La transición energética, los importantes recursos de los fondos europeos dirigidos a este fin y el pacto verde europeo, definen las coordenadas de la importancia capital que tiene el objetivo de descarbonizar la economía europea. Se trata de llegar a 2050 con una capacidad emisora de carbono igual a cero, y la Comisión ha determinado un objetivo de alcanzar al menos el 55% de reducción de las emisiones de gases de efecto invernadero para 2030, una cifra que la comisión de medio ambiente del Parlamento europeo quiere elevar hasta el 60%.
Esta dinámica de sustitución presenta dos vertientes que no se están considerando con suficiente atención. Una es las consecuencias del creciente coste que va a significar para la actividad económica. La otra, si ese objetivo es viable o no.
Empecemos por esta segunda que es la madre del cordero. Para llegar a cero se dispone de 30 años. Según Vaclav Smil, reconocido especialista internacional en energía y análisis de datos, esto no es posible a nivel mundial y es muy dudoso en el caso de Europa. Y sitúa la siguiente referencia: a escala mundial en 1990, el 87% de la energía era de origen fósil. En 2020 se redujo al 83%, sólo 4 puntos menos en 30 años. Conseguir pasar de ese 83% a cero en 30 años más es realmente muy improbable si no se produce una disrupción en el ámbito de la producción de energía.
El objetivo europeo es algo más factible, pero no mucho más porque en ese último año de referencia la energía fósil significó el 73% de la producción. De hecho a escala mundial casi todo se juega en relación con lo que haga China y en segundo término los EEUU. La dimensión de las emisiones de CO2 chinas son tan grandes que la reducción a cero del CO2 emitido por Bélgica significa el margen de error estadístico que existe en las previsiones chinas, es decir, es una reducción insignificante. A escala europea es diferente, lógicamente, pero hay modelos que señalan que sólo puede lograrse introduciendo una política de decrecimiento económico que no está en la agenda ni de la Comisión ni de ningún estado.
Concretamente, el grupo de energía, economía y dinámica de sistemas de la Universidad de Valladolid ha utilizado simulaciones en su modelo de evaluación integrada que enlaza energía-economía-medio ambiente, y ha determinado que si para 2050 todos los vehículos fueran eléctricos, sólo se habría logrado reducir las emisiones un 15%. Muy poco. Está claro que si no se hace así, las emisiones mundiales aumentarán un 20%.

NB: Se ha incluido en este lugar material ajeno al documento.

Issue #7921, opened 2024-04-03
Button name changes to undefined


kota-iizuka:
### Describe the bug

When you start the server with the script below, there is a button named `Run` at first, but if you click the `Run` button many times in a row, the name changes to `undefined`.

- The number of times it changes to `undefined` is approximately 2 to 10 times, and the number of times varies each time.
- In `debug=True` mode the console does not change and there are no error messages on the console.
- When I restart the browser it goes back to the `Run` button, but after a few clicks it becomes `undefined` again.

### Have you searched existing issues?  🔎

- [X] I have searched and found no existing issues

### Reproduction

```python
import gradio as gr

enable_btn = gr.Button(interactive=True)
disable_btn = gr.Button(interactive=False)

def run():
    for _ in range(100):
        yield disable_btn
    yield enable_btn
    return

with gr.Blocks() as demo:
    btn = gr.Button()
    btn.click(run, None, [btn])

demo.launch()
```

### Screenshot

![image](https://github.com/gradio-app/gradio/assets/64062831/1b735cdb-c687-42ba-b690-23291d64fbe9)

### System Info

```shell
Gradio Environment Information:
------------------------------
Operating System: Linux
gradio version: 4.22.0
gradio_client version: 0.13.0

------------------------------------------------
gradio dependencies in your environment:

aiofiles: 23.2.1
altair: 5.3.0
fastapi: 0.110.1
ffmpy: 0.3.2
gradio-client==0.13.0 is not installed.
httpx: 0.27.0
huggingface-hub: 0.22.2
importlib-resources: 6.4.0
jinja2: 3.1.3
markupsafe: 2.1.5
matplotlib: 3.8.3
numpy: 1.26.4
orjson: 3.10.0
packaging: 24.0
pandas: 2.2.1
pillow: 10.3.0
pydantic: 2.6.4
pydub: 0.25.1
python-multipart: 0.0.9
pyyaml: 6.0.1
ruff: 0.3.5
semantic-version: 2.10.0
tomlkit==0.12.0 is not installed.
typer: 0.12.0
typing-extensions: 4.10.0
uvicorn: 0.29.0
authlib; extra == 'oauth' is not installed.
itsdangerous; extra == 'oauth' is not installed.


gradio_client dependencies in your environment:

fsspec: 2024.3.1
httpx: 0.27.0
huggingface-hub: 0.22.2
packaging: 24.0
typing-extensions: 4.10.0
websockets: 11.0.3
```

### Severity

[...]

PR #7926, opened 2024-04-04
Fixes streaming event race condition

aliabid94:
Happened because of how we were closing event streams. Added a test that blasts lots of events rapidly so we don't run into this again. Test by running demo/rapid_generation on main and this branch.

Fixes: #7921


freddyaboulton (approved):
Nice fix @aliabid94 !

yvrjsharma:
I can confirm that I no longer see the issue in the [duplicated (private atm) mPLUGOwl/Doc](https://huggingface.co/spaces/ysharma/DocOwl) Space when using the gradio wheels from this PR. Thanks @aliabid94 !

pngwn:
Can you explain what the race condition is here? It isn't obvious from the code or tests.

pngwn (approved):
Looks good otherwise! Thanks @aliabid94!

aliabid94:
race condition was that sometimes the client would receive the `close_stream` event from the backend before it had finished processing pending callbacks. This would cause the callback to be called with `close_stream`, but we shouldn't be calling the callback with that message, as would cause issues with apply_diff_stream

dawoodkhan82:
Thanks for fixing @aliabid94

keenranger:
This helped me streaming agent a lot! TY!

Un segundo modelo utópico es el de transformar todo el transporte en motos y bicicletas eléctricas y dejar sólo un 12% de vehículos privados eléctricos para 2050. Es obvio que nadie se imagina al conjunto de la población desplazándose sólo de esta forma, pero como simulación tiene interés. Pues bien, en este escenario la reducción para el año 2050 sería sólo del 30% por la dificultad que la aviación y el transporte marítimo tienen para encontrar alternativas eléctricas, pero sobre todo porque el aumento del crecimiento económico provoca una mayor demanda eléctrica. Sólo la combinación de ese escenario con el decrecimiento económico podría alcanzar una reducción del 80%.

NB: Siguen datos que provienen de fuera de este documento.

PR #7936, opened 2024-04-04
Restore Markdown formatting for Chatbots, MarkdownCode

aliabid94:
The MarkdownCode object does not format several of its Markdown elements, including headers, lists, backquotes because it doesn't use the `prose` class. Added.

Before:
Screenshot 2024-04-04 at 1 28 27 PM

After: 
Screenshot 2024-04-04 at 1 27 56 PM


pngwn (commented):
This messing up the spacing in both the data frame and the chatbot. We'll need to fix that somehow. 

It would also be good to modify one of the chatbot stories to use some lore complex markdown so we can catch any regressions or strangeness since the markdown code component is used in a few places.

aliabid94:
I fixed the extra spacing at the bottom of each markdown blob. The text size has gotten 2 points smaller in the chatbot because we use --text-md in prose (14px), instead of the usual 16px used for buttons. But I think almost all the visual changes make sense, this makes MarkdownCode look consistent with Markdown. 

Can you point to specific issues?

Could add UI test that's more visually complex.

pngwn:
Was just that bottom spacing I think. Other changes look fine to me, I only noticed when reviewing the UI tests.

dawoodkhan82:
lgtm! I don't notice any breaking style changes

dawoodkhan82 (approved):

Los modelos de simulación no son la Biblia y dependen de las hipótesis que se introducen y de las ecuaciones que lo integran, pero nos dan una idea de la dificultad.
El otro aspecto es el del coste de la descarbonización que se expresa en el precio que se hace pagar por la emisión del CO2; los derechos de emisión que están disparados. En 2020 en marzo eran de 19,83 euros y ahora se han situado en casi 76 euros. El crecimiento ha sido extraordinario y aunque se espera que quizás se pueda reducir esta cifra hasta los 60 euros, la tendencia es a aumentar. De hecho, los expertos calculan que los derechos de emisión deberían situarse entre los 130 y 140 euros para conseguir los objetivos de descarbonización fijados por la UE para 2030. Además, ahora este coste se aplica sólo a los grandes emisores, como pueden ser las centrales de energía eléctrica de combustibles fósiles, las industrias grandes consumidoras de electricidad, como siderurgias y refinerías y las compañías aéreas, pero obviamente se extenderá a otras actividades, como la del transporte de todo tipo, de personas y mercancías, e incluso en los hogares. Este hecho tendrá un doble efecto: incrementará aún más los costes y afectará a la inflación, sobre todo a la subyacente, la que tiene un carácter más estructural.
Todos estos escenarios, consecuencias y derivadas no están siendo planteados con transparencia e información por parte de la Comisión y el Parlamento Europeo ni por los Estados miembros. El riesgo de que aquí se esté acumulando una burbuja de crisis social y económica es muy alto.